---------- GIVEN RECORDS
Issue #3729, opened 2018-09-28
A few glitched thumbnails of maps on the new website


Celektus:
The thumbnails of these maps are glitched on the new site 

- [https://osu.ppy.sh/beatmapsets/599552#osu/1278479](url) 
- [https://osu.ppy.sh/beatmapsets/644520#osu/1365964](url)
- [https://osu.ppy.sh/beatmapsets/599182#osu/1266380](url)

Same issue as https://github.com/ppy/osu-web/issues/2453 as far as I'm concerned. Would be great if you could fix these quickly

![dlynlcmw4aivmjo](https://user-images.githubusercontent.com/22661428/46224910-e963c100-c357-11e8-8680-08776dab7feb.jpg)

nekodex:
Triggering a regeneration of the covers seems to have fixed them.

We'll probably run a reprocess across all maps at some point but for the time being if anyone notices other maps with this issue, please post them in this issue and we'll manually regenerate them for now!

Gonna leave this issue open until we can run the bulk reprocess across all beatmaps.

Lyawi:
https://osu.ppy.sh/beatmapsets/751640#taiko/1582345
https://osu.ppy.sh/beatmapsets/707146#taiko/1553641

omkelderman:
list of beatmap set ids of which a cover.jpg does not exist:

- 43
- 123
- 132
- 1573
- 3756
- 48523
- 55226
- 89535
- 90930
- 114389
- 228460
- 241365
- 243338
- 252981
- 262053
- 286460
- 297018
- 304958
- 305286
- 330927
- 347556
- 360153
- 374550
- 388428
- 396591
- 412371
- 413610
- 437113
- 506213
- 618054
- 694649
- 707334

cl8n:
@omkelderman, some of these mapsets don't have backgrounds. they're not supposed to have a cover

omkelderman:
this list is generated out of a dataset of an application im running, I checked a few manually to see if they had a background and wrongly assumed all of them did, sorry about that. Manually checked all of them and indeed found a few, will edit my prev comment to take those away.

TheMoMan:
https://osu.ppy.sh/beatmapsets/463701
I want to say this one broke because the background is placed in a /sb directory.

omkelderman:
few more that have no background on new web, but do have an image on old web:
* https://osu.ppy.sh/beatmapsets/431309
* https://osu.ppy.sh/beatmapsets/438819

[...]

PR #4053, opened 2019-01-02
Fix beatmapset cover thumbnailer image presence check

nekodex:
Was incorrectly ignoring path when checking for the presence of background images.

---


peppy:
Fixed issue mentioned [here](https://github.com/ppy/osu-web/issues/3729#issuecomment-448876856).

PR #4079, opened 2019-01-09
Remove ability to purchase tournament banners from store after tournament ends

### LINKED ISSUE #3778: Tie tournament-related store purchases into supplied dates
So as to avoid situations where some idiot forgets to turn off profile banner purchases once a tournament has actually finished, a custom field should be added to the store db that prevents items from appearing for sale outside of a given date range.

This date range could be pulled from a linked tournament_id table, though an additional field for "final week" will likely need to be added to the tournaments table to support this particular use case.

notbakaneko:
closes #3778

Add generic `available_until` check on the product itself

---


nekodex:
We probably want to add another field to the tournaments table for the banner sale cut-off date instead of using the tournament end-date. The end-date of the tournament is too late (i.e. it's after the tournament is completely over) and there's usually some leeway for when the grand-finals are actually played so a x-days-before-end thing won't work - so probably best to just add an extra field for the time being.

app/Console/Commands/StoreExpireTournamentBanners.php
```diff
@@ -0,0 +1,44 @@
...
+
+class StoreExpireTournamentBanners extends Command
+{
+    protected $signature = 'store:expire-tournament-banners';
+
+    protected $description = 'Disables banner products of tournaments that have ended';
+
+    public function handle()
+    {
+        $tournamentIds = Tournament::from((new Tournament)->tableName(true))->bannerSalesEnded()->select('tournament_id');
```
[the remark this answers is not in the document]
notbakaneko: it's used as a subquery within a query on a different database so the explicit qualification is needed

app/Models/Store/Product.php
```diff
@@ -100,6 +103,12 @@ public function getDescriptionAttribute($value)
         }
     }
 
+    public function isAvailable() : bool
+    {
+        return $this->enabled
+            && $this->available_until === null ? true : $this->available_until->isFuture();
```
nanaya: should be put inside (brackets) otherwise explosions when not enabled and null `available_until`. Or `optional(x)->a() ?? default`.

app/Console/Commands/StoreExpireProducts.php
```diff
@@ -0,0 +1,41 @@
...
+class StoreExpireProducts extends Command
+{
+    protected $signature = 'store:expire-products';
+
+    protected $description = 'Disables products that should no longer be available.';
+
+    public function handle()
+    {
+        $count = Product
+            ::where('enabled', true)
```
nanaya: if wonder if `->where(enabled)->where(function($q){$q->whereIsNull(available)->orWhere(is available)})` works for filtering available items so this isn't needed anymore.

PR #6644, opened 2020-09-14
Beatmapset download popup

nanaya:
So this is a thing. There are a few problems with the box:

- paragraph spacing is messed up for languages with longer lines than English
- pippi background is white
- I'm not sure what that line above the action button is for
- the action button isn't wrapped so entire window is rather broken on smaller window
  - probably fine if nobody downloads map through phone? <sub>(cue people with only mobile internet and can't tether so downloading maps from phone)</sub>

### DIFF
--- a/resources/assets/coffee/_classes/beatmapset-download-observer.coffee
+++ b/resources/assets/coffee/_classes/beatmapset-download-observer.coffee
@@ -2,12 +2,14 @@
 # See the LICENCE file in the repository root for full licence text.
 
 class @BeatmapsetDownloadObserver
-  targetSelector: '.support-osu-popup'
+  targetSelector: '.js-support-osu-popup'
   container: '#popup-container'
-  wrapperClass: 'empty-popup'
 
   constructor: ->
     $(document).on 'click mouseup', '.js-beatmapset-download-link', @quotaCheck
+
+
+  $currentPopup: => $(@targetSelector)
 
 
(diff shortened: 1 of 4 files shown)


peppy:
That dialog really needs a redesign. Looks almost like scammy advertising as it is...

peppy:
@arflyte you said you were going to look at this, did you make any progress? we discussed having it display somewhere inline on the page, like the changelog.

arflyte:
Figma_200928-005514

Thinking of having a pop from the bottom GDPR style. Check the link below for samples.

https://www.figma.com/file/vicEqgDFJYngk9PTAxVMng/Beatmap-Set-Popup?node-id=0%3A1

peppy:
Looks better, but I'd rather it's not something people have to actively close. Just something that exists inline in the page and you can ignore if you don't care.

peppy:
@arflyte do you see replies if i don't highlight you ever time? i guess not?

arflyte:
GAH. I missed this. So, since the notification is the same size as the normal page, it can be placed at the top too like other inline notifications. If you think the pippi makes the notification too big, she can be resized (or removed).

peppy:
In further discussion, since this isn't being displayed and likely will never be, it's probably best to destroy the code for now.

I think if we do add something like this back, it will be non-popup, similar to what's done on the changelog pages. But I'm not sure that will happen either.

PR #6650, opened 2020-09-15
Reduce initial work on beatmap discussion post render

nanaya:
Delay rendering/calculating various things. Barely measurably useful :upside_down_face:


notbakaneko (approved):
Apparently using `renderToStaticMarkup` browser-side is ok now? 🤷

PR #6655, opened 2020-09-15
Remove user brick background

### LINKED ISSUE #6647: backgrounds of brick user cards are distracting
probably more of a personal nitpick if anything but posting here to see if anyone else feels the same way. the brick user cards show user banners in the background, but they're so small that I can barely tell what any of them are, and it ends up looking more like random colors that make the text stand out less for no reason

[with background (current)](https://user-images.githubusercontent.com/9954349/93160957-58ae5900-f6c6-11ea-90c2-a750ec25ccb1.png) vs [without background](https://user-images.githubusercontent.com/9954349/93160966-5f3cd080-f6c6-11ea-8244-3d7133339c0c.png)

I find that without the backgrounds it's a bit easier to visually parse a large list. it would also make the page load faster without all of the images

cl8n:
closes #6647 , if that's the best way to handle it


resources/assets/less/bem/user-card-brick.less
```diff
@@ -4,18 +4,17 @@
...
-  margin: var(--item-margin);
-  flex: none;
+  .link-white();
+  .link-plain();
 
+  margin: var(--item-margin);
   width: min-content;
   max-width: 100%;
-  background-color: @_background-color;
+  background-color: osu-hsla(@osu-colour-b4, 0.8);
```
nanaya, line 17: Don't use `osu-hsla` anymore.

```suggestion
  background-color: hsla(var(--hsl-b4), 0.8);
```

resources/assets/less/bem/user-card-brick.less
```diff
@@ -4,18 +4,17 @@
 .user-card-brick {
   @_top: user-card-brick;
   @_fade-duration: 220ms;
-
-  @_background-color: @osu-colour-b6;
   @_border-radius: @border-radius-large;
 
   --border: transparent;
```
nanaya, line 9: not exactly this but `::after` should be combined with main block as it was only needed because of the background layers.

Additionally, it can be switched to use plain border and adjust the padding.

nanaya (changes requested):

nanaya (approved):

PR #6658, opened 2020-09-16
Faster discussion timeline chart

nanaya:
Simple enough without needing for d3.


peppy:
do we use d3 elsewhere?

nanaya:
yeah, charts in profile page, online users at dashboard/landing page, changelog usage, etc.

resources/assets/lib/beatmap-discussions/chart.tsx
```diff
@@ -0,0 +1,56 @@
...
+  praise: 'praise',
+  problem: 'problem',
+  suggestion: 'suggestion',
+};
+
+export default function Chart(props: Props) {
+  const items: React.ReactNode[] = [];
+
+  if (props.duration !== 0) {
+    forOwn(props.discussions, (discussion) => {
```
notbakaneko, line 24: I think this can be `for...of Object.values(props.discussions)` instead?

notbakaneko (changes requested):

notbakaneko (approved):

PR #6660, opened 2020-09-16
Move back to upstream Slate

nekodex:
The fixes we forked to address have been since been merged in, so we can stop maintaining our seperate fork.

Some changes were made to the typing of custom attributes on `Element` (from any -> unknown), so they need to be manually typecast now when used (at least until the discussions about Slate implementing declaration merging and/or generics to handle custom attributes better result in... an outcome).


nanaya:
Needs merge master and additional type fixes.

nanaya (approved):

PR #6665, opened 2020-09-17
Better duration format when the file hasn't been loaded

### LINKED ISSUE #6659: Audio Player shows zero as total length
Audio players seem to show `0:00` as their total length:

Zero length total
---
And the correct total value appears when you start the track:

Updated length total

nanaya:
Or if the duration is unknown.

Resolves #6659.

### DIFF
--- a/resources/assets/less/bem/audio-player.less
+++ b/resources/assets/less/bem/audio-player.less
@@ -8,7 +8,7 @@
   --play-button: @fa-var-play;
 
   --current-time: '0:00';
-  --duration: '-:--';
+  --duration: '--:--';
   --progress: 0;
 
   height: @_height;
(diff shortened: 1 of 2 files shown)


nekodex (changes requested):
I think `--:--` is probably a better default? Pretty sure it's more commonly used as a placeholder for time? `-:--` looks weird to me

Not sure about other media players, but VOX uses `--:--` at least:
Screen Shot 2020-09-18 at 6 20 36 pm

Also seems odd to show `0:00 / --:--`
Screen Shot 2020-09-18 at 6 31 21 pm
Maybe hide the current time altogether and just show `--:--` until it's loaded?

nekodex (approved):

PR #6667, opened 2020-09-17
Make backspace and delete behave the same inside of empty nodes (i.e. delete the node)

### LINKED ISSUE #6460: Deleting first paragraph in mod review is difficult
if a paragraph is the first part of a mod review, the only way to delete it is by pressing backspace at the beginning of the next issue (shown [here](https://www.dropbox.com/s/djhsasbpldzxofx/cmJiVEofAx.mp4?dl=0)). there should be a better way to do this?

### LINKED ISSUE #6520: More consistent backspace/delete behavior on discussion review editor
Currently, both delete and backspace behave differently depending on the current and adjacent blocks

### backspace
previous | current | result
---|---|---
empty | empty | deletes current block
empty | filled | deletes previous block &larr; :question: 
filled | empty | deletes current block
filled | filled | deletes current block, moves current text to previous &larr;  :question:  
none (current is first) | empty | deletes current block

### delete
current | next | result
---|---|---
empty | empty | deletes current block
empty | filled | deletes current block
filled | empty | deletes next block &larr;  :question: 
filled | filled | deletes next block, moves next text to current &larr;  :question: 
empty | none (current is last) | deletes current block

I think at least when current is empty, both backspace and delete should delete current block. I'm not sure about filled/filled, backspace's empty/filled, and delete's filled/empty situation though.

nekodex:
After Playing around with the scenarios in #6520, I'm thinking it feels best if we only make a change to the delete/backspace behaviour within empty nodes (to remove the current node), but otherwise just leave the other cases as is?

They kinda make sense with how I'd expect delete and backspace to work w.r.t. text before/after the cursor? I'm open to suggestions if anyone has a good argument for if/how they should behave differently.

fixes #6460, fixes (partially) #6520


notbakaneko (changes requested):
Right now, if the current block is not empty, it collapses the next block into it - but if it's empty it does backwards instead which seems confusing, even more so if the blocks are different types.
out

I think how deleting should behave needs more discussion in general:
https://github.com/ppy/osu-web/issues/6520#issuecomment-698198316

nanaya (changes requested):
Things explode if you press delete/backspace on empty review. Press clear, select editor, press delete/backspace on that empty post. Console will log bunch of errors and nothing can be typed in.

nanaya:
Handling pressing delete/backspace on non-empty block can be done in separate PR (once we figure out what to do in those cases).

resources/assets/lib/beatmap-discussions/editor.tsx
```diff
@@ -179,6 +180,11 @@ export default class Editor extends React.Component<Props, State> {
     if (!this.props.editMode) {
       const content = JSON.stringify(value);
 
+      // prevent document from becoming empty (and invalid) - ideally this would be handled in `withNormalization`, but that isn't run on every change
+      if (value.length === 0) {
+        value = this.emptyDocTemplate;
+      }
```
nanaya, line 186: this should be done regardless of `editMode` prop as same problem happens when editing reviews

nanaya (changes requested):

nanaya (approved):

PR #6671, opened 2020-09-17
Replace hardcoded values in ranking logic

cl8n:


app/Console/Commands/ModdingRankCommand.php
```diff
@@ -69,7 +69,7 @@ private function rankAll($modeInt)
         $toBeRankedQuery = Beatmapset::qualified()
             ->withoutTrashed()
             ->withModesForRanking($modeInt)
-            ->where('queued_at', '<', now()->subDays(7));
+            ->where('queued_at', '<', now()->subDays(Beatmapset::MINIMUM_DAYS_FOR_RANKING));
```
nekodex, line 72: May as well also move `Beatmapset::MINIMUM_DAYS_FOR_RANKING` to config while we're at it?

nekodex (changes requested):

nekodex (approved):

PR #6675, opened 2020-09-18
Remove slack notification for forum updates

nanaya:
Leaving slack endpoint config because it's also used for store notification slack... which also isn't used? ?_?


peppy:
I think we can remove the store one too..

notbakaneko (approved):

PR #6682, opened 2020-09-23
Add username prefix search

### LINKED ISSUE #6652: Allow longer user prefix searches
Searching for long usernames doesn't show the users until typing the full name. This makes search rather useless.

For whatever reason this was fixed only for beatmaps (https://github.com/ppy/osu-web/issues/6284). It should be applied to *all* search types.

notbakaneko:
closes #6652

- add prefix searching
- removes ngram filter (current settings deprecated in future versions of elasticsearch and had dubious usefulness anyway)

Index will need to be updated:
`php artisan es:index-documents --types=users --cleanup --yes`


nanaya:
hmm, this change means xxultralaser_1986xx can't be searched with "ultralas" keyword anymore :thinking:

peppy:
not sure how common such searches are. is that already the case for beatmap searching?

nanaya:
it is already the case for beatmaps. Although for username I think it's more common to not have space between words?

peppy:
How about underscores? Is that still considered a breaking character?

notbakaneko:
It doesn't split on underscore, that requires a custom tokenizer plugin or newer Elasticsearch (6.8+) for native support

nanaya (approved):

PR #6683, opened 2020-09-24
Replace StyleCI

nekodex:
This PR replaces StyleCI with PHP_CodeSniffer (running via GitHub Actions)

As part of this, the PR also fixes the codebase to make it compliant with PSR-2 (and most of the way to PSR-12, except when in conflict with Laravel's code standard) as to not immediately fail after the switchover.

A few benefits of this switch:
- More accurate linting (StyleCI's checks weren't very strict and regularly let non-compliant code through)
- Code quality checks that pick up issues that aren't strictly code-standard related (unused vars/use statements, etc)
- GitHub annotations will now show the issues on PRs themselves without having to go off-site to view diffs
- No longer reliant on checks that can only run server-side, now the checks can be run locally (`$ vendor/bin/phpcs`, with a fixer: `$ vendor/bin/phpcbf`)

Main downside is that it takes longer to run (~1.5-2min)

Note that StyleCI will fail on this PR because the last commit removes `.styleci.yml`, for reference the only failure is:
Screen Shot 2020-09-24 at 10 43 24 pm
...which contradicts PSR-12, thus ignorable.

- [ ] disable StyleCI


notbakaneko (commented):
Tentatively approving, also seems a lot more usable than StyleCI.

peppy:
Any rule changes can be discussed post merge, since they all look quite sane.. Let's get this in and see how it behaves (hard to judge prior to merge).

PR #7218, opened 2021-02-16
Allow deleting topic

### LINKED ISSUE #1584: Can't soft-delete forum topic/threads
Only way currently seems to be individually deleting all the posts... which is not great. Guessing this was an oversight.

nanaya:
As part of a different cleanup, found this kinda should be resolved as I don't want to deal with non-permanent first post. There may still be problem with post positioning but that can be fixed later™

Resolves #1584.

- [x] depends on #7213


notbakaneko (changes requested):
Is deleting the first post going to delete the topic now?

If you're a moderator and view a topic where the original first post was previously deleted, the cached first post id won't match the first post, causing the show more link to endlessly spin

notbakaneko (approved):

PR #7221, opened 2021-02-17
Fix discussion tabs label

nanaya:
Not sure how I missed this :upside_down_face:


notbakaneko (approved):
I thought I changed that and deleted the translation 🤔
--------------------
- **TASK DESCRIPTION**
When the word "assets" shows up in a line of the entries, report that line.

- **TASK SOLUTION**
--- a/resources/assets/coffee/_classes/beatmapset-download-observer.coffee
+++ b/resources/assets/coffee/_classes/beatmapset-download-observer.coffee
resources/assets/less/bem/user-card-brick.less
resources/assets/less/bem/user-card-brick.less
resources/assets/lib/beatmap-discussions/chart.tsx
--- a/resources/assets/less/bem/audio-player.less
+++ b/resources/assets/less/bem/audio-player.less
resources/assets/lib/beatmap-discussions/editor.tsx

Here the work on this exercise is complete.